Submitted as: development and technical paper 22 Jan 2021
Submitted as: development and technical paper | 22 Jan 2021
Automated geological map deconstruction for 3D model construction
- 1Mineral Exploration Cooperative Research Centre, Centre for Exploration Targeting, School of Earth Sciences, The University of Western Australia, Perth, Australia
- 2International Centre for Radio Astronomy Research, The University of Western Australia, Perth, Australia
- 3School of Earth, Atmosphere and Environment, Monash University
- 4Computational Geoscience and Reservoir Engineering, RWTH Aachen, Germany
- 5CSIRO, Mineral Resources – Discovery, ARRC, Kensington WA, Australia
- 6ARC Centre of Excellence for all Sky Astrophysics in 3 Dimensions (ASTRO 3D)
- 1Mineral Exploration Cooperative Research Centre, Centre for Exploration Targeting, School of Earth Sciences, The University of Western Australia, Perth, Australia
- 2International Centre for Radio Astronomy Research, The University of Western Australia, Perth, Australia
- 3School of Earth, Atmosphere and Environment, Monash University
- 4Computational Geoscience and Reservoir Engineering, RWTH Aachen, Germany
- 5CSIRO, Mineral Resources – Discovery, ARRC, Kensington WA, Australia
- 6ARC Centre of Excellence for all Sky Astrophysics in 3 Dimensions (ASTRO 3D)

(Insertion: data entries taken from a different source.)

Issue #7381, opened 2017-11-15
Implement validation of OpenShift recipe


sleshchenko:
### Description
We parse OpenShift list with fabric8 OpenShift client, but it doesn't perform any validation like checking required fields (metadata.name, pod.spec.containers). It is needed to implement validation of OpenShift recipe.

ibuziuk:
Some UD validation has been implemented as part of the https://github.com/eclipse/che/pull/12203

PR #12383, opened 2019-01-10
Fix NPE on recipe parsing

garagatyi:
### What does this PR do?
Fix NPE on recipe parsing.

### DIFF
--- a/infrastructures/openshift/src/main/java/org/eclipse/che/workspace/infrastructure/openshift/environment/OpenShiftEnvironmentFactory.java
+++ b/infrastructures/openshift/src/main/java/org/eclipse/che/workspace/infrastructure/openshift/environment/OpenShiftEnvironmentFactory.java
@@ -111,6 +111,7 @@ public class OpenShiftEnvironmentFactory extends InternalEnvironmentFactory<Open
         throw new ValidationException("Supporting of deployment configs is not implemented yet.");
       } else if (object instanceof Pod) {
         Pod pod = (Pod) object;
+        checkNotNull(pod.getMetadata(), "Pod metadata must not be null");
         pods.put(pod.getMetadata().getName(), pod);
       } else if (object instanceof Service) {
         Service service = (Service) object;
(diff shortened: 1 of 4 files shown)


infrastructures/openshift/src/main/java/org/eclipse/che/workspace/infrastructure/openshift/environment/OpenShiftEnvironmentFactory.java
```diff
@@ -111,6 +111,7 @@ protected OpenShiftEnvironment doCreate(
         throw new ValidationException("Supporting of deployment configs is not implemented yet.");
       } else if (object instanceof Pod) {
         Pod pod = (Pod) object;
+        checkNotNull(pod.getMetadata(), "Pod metadata must not be null");
```
sleshchenko, line 116: I think the same should be done for other objects. Also, I see no check that name inside of metadata is not null or empty while it must not be.
Maybe it would be better have somehow util method that will safely retrieve name of `HasMetadata` object?
I mean something like that
```
  public String getName(HasMetadata object) {
    ObjectMeta metadata = object.getMetadata();
    checkNotNull(metadata, String.format("%s metadata must not be null", object.getKind()));
    String name = metadata.getName();
    checkNotNull(metadata, String.format("%s name must not be null", object.getKind()));
    return name;
  }
```
Then we would be able to reuse it for all kinds of K8s/OpenShift objects. WDYT?

skabashnyuk:
@sleshchenko @garagatyi Does it make sense to discuss here similar issue in other places or you want to narrow the scope of this pr to ```OpenShiftEnvironmentFactory.java```

sleshchenko:
@skabashnyuk Good catch. I think that It's good time to implement other validations rules https://github.com/eclipse/che/issues/7381

garagatyi:
@sleshchenko @skabashnyuk I added the same check to k8s recipe parser. Also added the check of name nullness. But the implementation of this is not in my sprint, so I'm not going to expand improvements in this PR. I just wanted to fix NPE we've got in RhChe installation.

skabashnyuk (approved):

sleshchenko (approved):
> I just wanted to fix NPE we've got in RhChe installation.

I know what to do to get the same checks fixed for another objects ;)

Issue #11648, opened 2018-10-17
Wrong behavior in the editor when perform git pull after delete files


artaleks9:
### Description

**Reproduction Steps:**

Abstract. We present two Python libraries (map2loop and map2model) which combine the observations available in digital geological maps with conceptual information, including assumptions regarding the subsurface extent of faults and plutons to provide sufficient constraints to build a reasonable 3D geological model. At a regional scale, the best predictor for the 3D geology of the near-subsurface is often the information contained in a geological map. This remains true even after recognising that a map is also a model, with all the potential for hidden biases that this model
status implies. One challenge we face is the difficulty in reproducibly preparing input data for 3D geological models. The information stored in a map falls into three categories of geometric data: positional data such as the position of faults, intrusive and stratigraphic contacts; gradient data, such as the dips of contacts or faults and topological data, such as the age relationships of faults and stratigraphic units, or their adjacency relationships. This work is being conducted within the Loop Consortium, in which algorithms are being developed that allow automatic deconstruction of a geological map to recover the necessary positional, gradient and topological data as inputs to different 3D geological modelling codes. This automation provides significant advantages: it reduces the time to first prototype models; it clearly separates the primary data from subsets produced from filtering via data reduction and conceptual constraints; and provides a homogenous pathway to sensitivity analysis, uncertainty quantification and Value of Information studies. We use the example of the re-folded and faulted Hamersley Basin in Western Australia to demonstrate a complete workflow from data extraction to 3D modelling using two different Open Source 3D modelling engines: GemPy and LoopStructural.
Mark Jessell et al.
Status: open (until 19 Mar 2021)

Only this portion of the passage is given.